I have a slightly annoying problem that at first seems almost trivial, but actually seems quite tricky.
Long story short, I have a function (a polynomial in this particular case) and an interval where my function is strictly monotonically increasing and positive.
My problem is that I need to find the closest zero of the function to the left of my interval (given that it exist, of course) using some numerical algorithm. The function can be assumed to be sufficently nice, lets say $C^2$, with a finite number of zeros.
The problem trying to use standard methods like Newtons method is that there is no guarantee that the solver converge to the correct zero. Also interval based methods like Brent requires an interval where we know we can find the zero. If an interval is just guessed at random it might contain no zero as well as several.
So my question is if anyone can think of a smart algorithm to solve this problem which is decently effective and fast?
In my particular case, I have a polynomial function and I am aware of the Jenkins-Traub algorithm which can be used to find all zeros of a polynomial. While this solves my problem, it seems a bit overkill to have to calculate all zeros just to find one.
Also it would not work for a more general function.
(Actually, while writing this, I think I can use parts of the Jenkins-Traub method to solve my problem in the polynomial case. This algorithm first finds the zero/zeros of smallest absolute value and then search for zeros in order of magnitude measured by the absolute value.
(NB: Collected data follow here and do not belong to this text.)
PR #2590, opened 2024-11-29
Fix modal.method overriding in subclass

mwaskom:
Fixes CLI-47

Previously if you had a `@modal.method` defined on a class and on a parent of that class:

```python
class AbstractService:
    @modal.method()
    def foo(self):
        raise NotImplementedError()

@app.cls()
class Service:
    @modal.method()
    def foo():
        print("Doing a foo")
```

Then running `Service().foo.remote()` would run the method on the base class.

I think this is a simple bug: we're iterating through the `user_cls.mro()` in the wrong order, so we always use the most ancestral version of the method.

## Changelog

- Fixed a bug that executes the wrong method when a Modal Cls overrides a `@modal.method` inherited from a parent.

### DIFF
--- a/test/cli_test.py
+++ b/test/cli_test.py
@@ -201,6 +201,7 @@ def test_run_quiet(servicer, set_env_client, test_dir):
 def test_run_class_hierarchy(servicer, set_env_client, test_dir):
     app_file = test_dir / "supports" / "class_hierarchy.py"
     _run(["run", app_file.as_posix() + "::Wrapped.defined_on_base"])
+    _run(["run", app_file.as_posix() + "::Wrapped.overridden_on_wrapped"])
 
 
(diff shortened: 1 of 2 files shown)


test/cli_test.py
```diff
@@ -202,6 +202,7 @@ def test_run_quiet(servicer, set_env_client, test_dir):
 def test_run_class_hierarchy(servicer, set_env_client, test_dir):
     app_file = test_dir / "supports" / "class_hierarchy.py"
     _run(["run", app_file.as_posix() + "::Wrapped.defined_on_base"])
+    _run(["run", app_file.as_posix() + "::Wrapped.overridden_on_wrapped"])
```
mwaskom, line 205: Added the test support in #2589 but deferred the fix to a separate PR

freider (approved):
lgtm

PR #2591, opened 2024-11-29
Run pyupgrade for Py3.9+

mwaskom:
We dropped support for Python 3.8 on 15 November and haven't heard of that causing any problems, so I'd say we can start taking advantage to remove vestigial code.

This is a ~fully~ mostly automated PR, resulting from 

```
pyupgrade --py39-plus `find . -name "*.py"`
```

and then some manual fixes for a couple edge cases:

- Change a `from modal import Dict` import to `import modal; modal.Dict`, as pyupgrade overzealously turned the first one into `dict`
- Rename CLI `list` functions to `list_` to avoid shadowing the builtin type (no external effect as we provide a command name in the typer decorator)

### DIFF
--- a/modal/_clustered_functions.py
+++ b/modal/_clustered_functions.py
@@ -2,7 +2,7 @@
 import os
 import socket
 from dataclasses import dataclass
-from typing import List, Optional
+from typing import Optional
 
 from modal._utils.async_utils import synchronize_api
 from modal._utils.grpc_utils import retry_transient_errors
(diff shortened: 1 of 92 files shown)


mwaskom:
Oh that's really annoying, pyupgrade gets confused about `modal.Dict`.

mwaskom:
I should read up on exactly what `pyupgrade` does; it seems to be leaving some unnecessary constructs like `typing.Union[...]` where the `|` operator should work. Going to leave those for now but maybe follow up in smaller PRs.

mwaskom:
@prbot approve; huge diff, but very straightforward

erikbern (approved):
Nice!

ekzhang:
Just saw this, thanks for this upgrade! 🙏

PR #2595, opened 2024-12-02
Avoid sending empty messages on process start

pawalt:
## Describe your changes

Previously, we added an empty message on container start so that the client could tell the process had booted. This turned out to be a breaking change since clients would now receive an extra message on initialization. This commit refactors output consumption to only return the empty message in `modal shell` usage.

---

---

</details>


azliu0 (commented):
This looks reasonable to me, deferring to @freider who may have more opinions.
More context on the regression here: https://modal-com.slack.com/archives/C044YUDC1QU/p1732752148985199

pawalt:
@prbot approve

freider:
👍

PR #2600, opened 2024-12-03
Have client retry lost inputs

rculbertson:
Closes SVC-224

Update client to retry inputs if FunctionGetOutputs reports that an input is lost. If an input is lost, FunctionGetOutputs returns a failed output with status `GENERIC_STATUS_INTERNAL_FAILURE`. The client then retries immediately.

---

---

</details>

### DIFF
--- a/modal/exception.py
+++ b/modal/exception.py
@@ -110,9 +110,7 @@ class ServerWarning(UserWarning):
 
 class InternalFailure(Error):
     """
-    Raised when the server returns GENERIC_STATUS_INTERNAL_FAILURE. This is a retiable error which can be
-    caused by events like 1) redis crashing and the server losing track of inputs, or 2) a worker being
-    preempted, which terminates the input.
+    Retriable internal error.
     """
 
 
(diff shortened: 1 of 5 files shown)


rculbertson:
@gongy This is now has all the changes we discussed.

modal/exception.py
```diff
@@ -108,6 +108,14 @@ class ServerWarning(UserWarning):
     """Warning originating from the Modal server and re-issued in client code."""
 
 
+class InternalFailure(Error):
+    """
+    Raised when the server returns GENERIC_STATUS_INTERNAL_FAILURE. This is a retiable error which can be
+    caused by events like 1) redis crashing and the server losing track of inputs, or 2) a worker being
+    preempted, which terminates the input.
```
gongy, line 115:
```suggestion
    Retriable internal error.
```

rculbertson:
@prbot autoapprove

rculbertson:
@gongy I think you already review this last week and gave me a +1 over slack.  Mind marking it as approved?

rohansingh (approved):

PR #2601, opened 2024-12-03
fix sync_or_async_iter: check if async iterable has `aclose` before aclosing it

kramstrom:
Changing `sync_or_async_iter` to accept the more generic `AsyncIterable` instead of `AsyncGenerator` and also then checking if the object has an `aclose` method (which doesn't necessarily exist on `AsyncIteratable`s ) before calling it

### DIFF
--- a/modal/_utils/async_utils.py
+++ b/modal/_utils/async_utils.py
@@ -6,7 +6,7 @@ import inspect
 import itertools
 import time
 import typing
-from collections.abc import AsyncGenerator, Awaitable, Iterable, Iterator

Noticing this, I will typically just have to find at most a few zeros before I encounter my correct one, which might be identified as the first real zero smaller than the left endpoint of my interval obtained by the algorithm)
I assume that the root exists and I use the key fact that $f(a)$ is positive (with $a<b$).
So, two cases
-$\color{red}{f''(a) >0}$ : just start Newton method which will converge to the solution without any overshoot (this is by Darboux theorem). So, $50$% of the problems are solved.
-$\color{red}{f''(a) <0}$ : define a "small" stepsize $\Delta$ and compute $f(a-\phi^n\,\Delta)$ ($\phi$ being the golden ratio) until you find a negative value. When done, the solution is such that $$a-\phi^n\,\Delta<x < a -\phi^{n-1}\,\Delta$$ Select as the starting point the bound for which $f(x)\times f''(x) >0$ and start Newton method.